Title: The Raw and the Cooked: Adventures of a Roving Gourmand
Author: Jim Harrison
The Raw and the Cooked: Adventures of a Roving Gourmand: Harrison ...
via Amazon
Jim Harrison was a successful writer of poetry, novels, non-fiction and, especially novellas.  The money came when Hollywood came calling, most famously for Legends of the Fall.  He was a man of great passions, most especially food.  The Raw and the Cooked is a collection of essays, most previously published between 1989 and 2001.  Harrison was no mere consumer.  He was an enthusiastic cook and an avid hunter, especially of game birds.

Harrison had expensive tastes and, at least while the screenwriting money was coming in, the bank account to afford it.  This is not an ode to the simple charms of simple eating.  Most of us can't afford multiple homes in the Michigan Upper Peninsula, Arizona and Montana.  Few of us would consider $500 a reasonable price for a great meal.  Not all of us have the chance to rub elbows with Jack Nicholson and Francis Ford Coppola (Harrison's name dropping is particularly tiresome).  In all honesty, I would have enjoyed the book more if the author had a touch more humility.  MFK Fisher, after all, was most definitely upper class but that wouldn't have stopped me from angling to sit next to her at a dinner party.  With Harrison, I'm pretty sure I would have found an excuse to leave early.

That is not to say the book is without charm, quite the contrary.  Harrison wrote beautifully and his musings on life are more interesting than his musings on food.  Harrison was not a whole lot older than I am at the time of the earliest essay and his attitude towards middle age isn't so different from my own.  In short, I am what I am.  It's too late to get hung up on all the things that I am not.  Best to relax and enjoy what is.  And not all was rosy for Harrison.  He devoted an entire chapter to clinical depression and his loving eulogy to his favorite hunting dog is genuinely sweet.  I certainly would not have been too proud to sit at his table, either.  His brisket recipe left my mouth watering.  A couple lines I especially like:

"Art is in no position to duke it out with our baser appetites..."

"Decay emerges from the scorn of the ordinary, or from the political distortion of the ordinary where greed and psychotic tribalism are the most esteemed virtues."

Harrison also devoted a great deal of thought to a curiosity I share: genuine American cuisine.  Just as American culture itself is hard to pin down, so is our food tradition.  The challenges are obvious: our nation is enormous and the internal and external cultural influences practically innumerable.  But in thinking about it, I realized something: there really is no such thing as a national cuisine anywhere in the world.  All cuisine is regional.  What we think of as French?  It's really a combination of Parisian and Lyonnaise with sprinklings from Alsace, Dijon, Burgundy and Bourdeaux.  Italian?  Well, do you mean Bologna? Naples? Sicily?  What we think of as Japanese food is Tokyo-based and anyone from Osaka would set you straight in a hurry.  Spain?  India?  China?  Forget it.  Maybe a place like Luxembourg is small enough to boast a genuine national cuisine but most countries are too big.

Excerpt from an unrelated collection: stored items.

PR #1281, opened 2024-11-18
ignore latex if detailed plotter is run on github actions

reinhold-willcox:
Added flag to detailed plotter to turn off latex when run on github actions


ilyamandel (approved):
Thank you, @reinhold-willcox and @avivajpeyi !

PR #1282, opened 2024-11-19
Multiple rotation-related fixes to 03.08.01 (units, initialisation, min->max typo, retain omega on envelope loss)

ilyamandel:
Multiple rotation-related fixes to 03.08.01 (units, initialisation, min->max typo, retain omega on envelope loss)


jeffriley (approved):
All good

PR #1283, opened 2024-11-20
Spin retention after envelope loss

veome22:
Minor bug fix for the behavior of stellar spins to be retained after envelope loss. This is complementary to @ilyamandel's recent updates to stellar rotation models.

The previous behavior was to (inadvertently) retain the full angular momentum after envelope loss, which would spin up the remnant star very fast instead of losing the envelope's angular momentum. 

Solved this by storing the rotational frequency at the beginning of the CE phase, and then assigning the spin back to the stars after envelope loss.


ilyamandel:
Hi @veome22 ,

I thought my edits to 

void Star::ResolveEnvelopeLossAndSwitch() {
    double omega = Omega();
    (void)SwitchTo(m_Star->ResolveEnvelopeLoss(true));
    SetOmega(omega);
}

fixed precisely this issue; are you saying they do not?

jeffriley (approved):
Looks fine to me - thanks @veome22.  Just need dev pulled in, or fix the conflict by hand.

veome22:
> Hi @veome22 ,
> 
> I thought my edits to
> 
> void Star::ResolveEnvelopeLossAndSwitch() { double omega = Omega(); (void)SwitchTo(m_Star->ResolveEnvelopeLoss(true)); SetOmega(omega); }
> 
> fixed precisely this issue; are you saying they do not?

Hi @ilyamandel ! Yes, I am saying that those changes did not fix the problem. The mass of the stars must change at some point before ResolveEnvelopeLossAndSwitch() (maybe in  ResolveCommonEnvelopeAccretion()). So the Omega() function returns the angular momentum conserved omega after mass loss, rather than the initial spin before CE.

ilyamandel:
@veome22 -- yes, you are right, the mass is changed in ResolveCommonEnvelopeAccretion(), sorry I missed that!

Issue #1231, opened 2024-10-02
Thermal/nuclear timescale mass transfer in main-sequence donors


brcekadam:
**Describe the bug**
I have been looking at how case A mass transfer affects the core mass of the donor at TAMS. I noticed that starting out with the same initial masses, but increasing the initial semi-major axis can result in very different core masses of the donors as well as different main sequence lifetimes. The difference is particularly visible with the winds turned off. The outcome of the system oscillates between two situations:

**1.** The MS donor transfers mass on thermal timescale (in one time step) and then continues to transfer mass on nuclear timescale (over multiple time steps) until it becomes a HG star. Then the second thermal timescale mass transfer episode follows, and the donor becomes a HeMS star. 
**2.** The MS donor transfers mass on thermal timescale, star evolves into HG star right after this mass transfer episode, and nuclear timescale mass transfer is skipped. Second thermal timescale mass transfer follows, and the stars becomes a HeMS after. This results in shorter MS lifetime and higher core mass at TAMS compared to the previous situation.

This could suggest that there is an issue with the estimate of whether mass transfer can occur stably over a nuclear timescale.

**To Reproduce**
`./compas --initial-mass-1 40 --initial-mass-2 30  --semi-major-axis r[0.2,100,0.002] --retain-core-mass-during-caseA-mass-transfer FALSE  --mass-loss-prescription ZERO`

![no_winds_retain_core_mass_FALSE_page-0001](https://github.com/user-attachments/assets/9f07e314-b215-4851-860c-a1ffcc362c13)

ilyamandel:
Hi @brcekadam ,
Finally looking at this.  I can reproduce the issue, but I find (even more surprisingly!) that the next MT phase, when there's only a single MT phase on the MS, is from a ChEB donor, not an HG donor.  I think there's an issue with timescales; investigating...

ilyamandel:
Yikes.  This was actually a more serious issue than I thought. :( 
The problem was in MainSequence::UpdateAgeAfterMassLoss().  We changed the star's age on mass loss, as we should have, but didn't recalculate its timescales.  So the star could get older than its MS lifetime, which meant on the very next time step we'd falsely conclude that it was too old to be an MS star, and perhaps even an HG star, skipping way into the future.  Will fix in a moment.
@jeffriley , @SimonStevenson -- linking you here because this means that funny things were happening on case A MT...

ilyamandel:
[...]

PR #1284, opened 2024-11-25
Recalculate timescales when updating stellar age after mass loss

ilyamandel:
Addresses #1231 and fixes a significant bug in the process.


jeffriley (approved):
Thanks @ilyamandel

PR #1487, opened 2026-09-15
Updates to debugging_utils

reinhold-willcox:
The get_event_strings function (and the related subfunctions) now allow for an optional seeds argument to be passed. Previously, these functions would only operate on the entire COMPAS dataset, which can become quite slow for large datasets. 

There is also some minor tidying to the module.


ilyamandel (approved):
Thanks, @reinhold-willcox .  I am not a regular python user, but happy to approve since nobody else is jumping in. :)

reinhold-willcox:
Thanks Ilya! There's something going wrong in the pychecks though, I'll fix that first.

PR #1488, opened 2026-09-21
Improve lint pipeline

ulgens:
Several improvements for the lint (previously named `precommit-checks`) pipeline.

* Pins and updates GHA dependencies, resolve outdated Node.js warnings.
* Replaces pre-commit with prek.


ilyamandel:
Thanks, @ulgens !  
@avivajpeyi , could you please review this one?

avivajpeyi:
Cool! Im not sure what the pros/cons of switching from precommit to prek are, but I see that its working fine... shall we merge it in?

Screenshot 2026-09-23 at 5 03 20 pm

avivajpeyi (approved):

ulgens:
@avivajpeyi In most cases, it's a trivial change but I prefer prek thanks to how bad pre-commit's maintenance is. prek runs faster, has better integration with uv, supports parallelization... and apart from a couple of cases - which doesn't affect the repo, developers can use the same config file with both prek and pre-commit. It's pretty much a free performance and experience upgrade.

PR #1489, opened 2026-09-21
Fix bibtex formatting

ulgens:
Before:

Screenshot 2026-09-21 at 17 00 27 UTC@2x

After:

Screenshot 2026-09-21 at 17 00 55 UTC@2x


ilyamandel (approved):
Thanks for the fix!

PR #177, opened 2018-05-18
Safer configuration

ikapelyukhin:
1. Added default values for database section;
2. Now uses safe navigation when accessing nested parameters.

### DIFF
--- a/config/boot.rb
+++ b/config/boot.rb
@@ -7,4 +7,4 @@ require 'rails/command'
 require 'rails/commands/server/server_command'
 
 Rails::Command::ServerCommand.send(:remove_const, 'DEFAULT_PORT')
-Rails::Command::ServerCommand.const_set('DEFAULT_PORT', Settings&.[](:rails)&.[](:port) || 4224)
+Rails::Command::ServerCommand.const_set('DEFAULT_PORT', 4224)
--- a/lib/rmt/http_request.rb
+++ b/lib/rmt/http_request.rb
@@ -5,14 +5,14 @@ class RMT::HttpRequest < Typhoeus::Request
 
   def set_defaults
     Typhoeus::Config.user_agent = "RMT/#{RMT::VERSION}"
-    Typhoeus::Config.verbose = Settings.http_client.verbose || nil
+    Typhoeus::Config.verbose = Settings.try(:http_client).try(:verbose) || nil
 
     super
 
-    options[:proxy] = Settings.http_client.proxy
-    options[:proxyauth] = Settings.http_client.proxy_auth ? Settings.http_client.proxy_auth.to_sym : :any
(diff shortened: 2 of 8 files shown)


lib/rmt/http_request.rb
```diff
@@ -5,14 +5,14 @@ class RMT::HttpRequest < Typhoeus::Request
 
   def set_defaults
     Typhoeus::Config.user_agent = "RMT/#{RMT::VERSION}"
-    Typhoeus::Config.verbose = Settings.http_client.verbose || nil
+    Typhoeus::Config.verbose = Settings.try(:http_client).try(:verbose) || nil
```
thutterer: The ` || nil` at the end should not be required anymore, right?

ikapelyukhin: Right!

suse-tests-pass:
<table>
  <thead>
    <tr>
      <th width="50"></th>
          1 Warning
      </th>
     </tr>
  </thead>
  <tbody>
    <tr>
      <td>:warning:</td>
    </tr>
  </tbody>
</table>

</p>

lagartoflojo:
As you may remember, I'm not a fan of `try` (nor ruby's safe operator `.&`)..
It basically makes code insecure about itself... is the thing there? or is it not? :scream: if it's not, you have to check for `nil`s all over the place. => Sadness.

How would I prefer to solve it in this case? We could:

- Never use the `Settings` class directly, only from `lib/rmt/config.rb`. Why do we have some settings accessed from `Settings` and yet others from `RMT::Config`?
- [Prepend a default config](https://github.com/railsconfig/config#adding-sources-at-runtime) to the `config` gem, which is included somewhere in the RMT sources, ie. it's not user-modifiable.

I'm leaving this here as a comment to open the discussion, not as a ship-stopping review :)

config/boot.rb
```diff
@@ -7,4 +7,4 @@
 require 'rails/commands/server/server_command'
 
 Rails::Command::ServerCommand.send(:remove_const, 'DEFAULT_PORT')
-Rails::Command::ServerCommand.const_set('DEFAULT_PORT', Settings&.[](:rails)&.[](:port) || 4224)
```
ikapelyukhin: `Settings&.[](:rails)&.[](:port)` -- so pretty :grimacing:

ikapelyukhin:
@lagartoflojo Yeah, the config needs some love. It would be actually cool to use schema validation for the config, it is supported by `railsconfig` gem in some form.

I suggest we add the task to the backlog and properly plan it later.

lagartoflojo:
> It would be actually cool to use schema validation for the config,

Oh yeah, that's cool! https://github.com/railsconfig/config#validation

tmuntaner:
But I agree that it's worth it to clean up the config properly in the future. It can be a good candidate for the maintenance column.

We do have genuine regional cuisines in the States: Maine lobster, Maryland crabcakes, Louisiana Cajun, etc.  Barbecue alone is highly regionalized.  And there's plenty that predates Columbus:  corn, potatoes, maple syrup, turkey.  American cuisine is not as delicately balanced as others - it's dangerously protein-heavy in particular - but that is not to say it doesn't exist.

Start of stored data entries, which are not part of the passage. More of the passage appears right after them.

PR #184, opened 2018-06-01
Use curl instead of wget

wstephenson:


suse-tests-pass:
<table>
  <thead>
    <tr>
      <th width="50"></th>
          1 Warning
      </th>
     </tr>
  </thead>
  <tbody>
    <tr>
      <td>:warning:</td>
    </tr>
  </tbody>
</table>

</p>

public/tools/rmt-client-setup
```diff
@@ -40,6 +40,99 @@ EOT
 exit 1
 }
 
+function http_get_signing_keys_index_html()
+{
+    local index_html_url=`echo "$REGURL" | awk -F/ '{print "https://" $3 "/repo/keys/"}'`
+
+    $CURL --insecure --fail --output $TMPDIR/index.html $index_html_url
```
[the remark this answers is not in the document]
ikapelyukhin: Why should be there an `index.html`, specifically? (It's a directory listing, not a static HTML file)

public/tools/rmt-client-setup
```diff
@@ -40,6 +40,99 @@ EOT
...
+
+    $CURL --silent --fail --output "$TMPDIR/$1" $key_file_url
+
+    return $?
+}
+
+function import_key
+{
+    if [ "$1" == "res-signingkeys.key" -a $ISRES -eq 0 ]; then
+        # this is no RES system, so we do not need this key
```
ikapelyukhin: This definitely should be dropped. :grimacing:

wstephenson: Is there a chance that customers may copy custom keys into their RMT repo/keys when upgrading from SMT, bringing this key with them and then adding it to their new systems. If so wouldn't it make sense to leave this filter in?

ikapelyukhin: Ah, it's skipping the keys.
Yes, you are right -- it is possible to have those keys after migrating from SLE11.
But in case of this script, `$ISRES` is always `0`, might make sense to remove it and do a check just based on the file name, then.

wstephenson: Ok

PR #185, opened 2018-06-04
Log RMT version on startup

ikapelyukhin:


config/application.rb
```diff
@@ -1,16 +1,12 @@
...
+
 require 'active_model/railtie'
 require 'active_record/railtie'
 
 require 'action_controller/railtie'
 require 'action_view/railtie'
-# require 'action_mailer/railtie'
-# require 'active_job/railtie'
-# require 'action_cable/engine'
-# require 'sprockets/railtie'
```
ikapelyukhin: Small clean-up.

suse-tests-pass:
<table>
  <thead>
    <tr>
      <th width="50"></th>
          1 Warning
      </th>
     </tr>
  </thead>
  <tbody>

It's a precarious moment in world history for food culture.  On the bright side, people are cooking at home more than they have in generations.  On the more desperate side, the restaurant industry is suffering brutally from COVID.  While "fine dining" isn't everything, professional kitchens are where the art of cooking is preserved and developed.  Also, travel is discouraged so my urges to head to the seacoast for fresh shellfish must be put on hold for now.  I think of the old Southwest Airlines tagline: "You are now free to move about the country."  We're not really just now.  As a natural introvert, I'm okay with social distancing most of the time.  I might even go so far as to say I thrive with it.  But I miss our food adventures.  Mind you, I'm lucky.  In Vermont, we have exceptional access to farm fresh ingredients and I certainly live with a gifted cook.  But "normal life" will resume one day and Harrison made me think a lot about the parameters of future gastronomic exploration.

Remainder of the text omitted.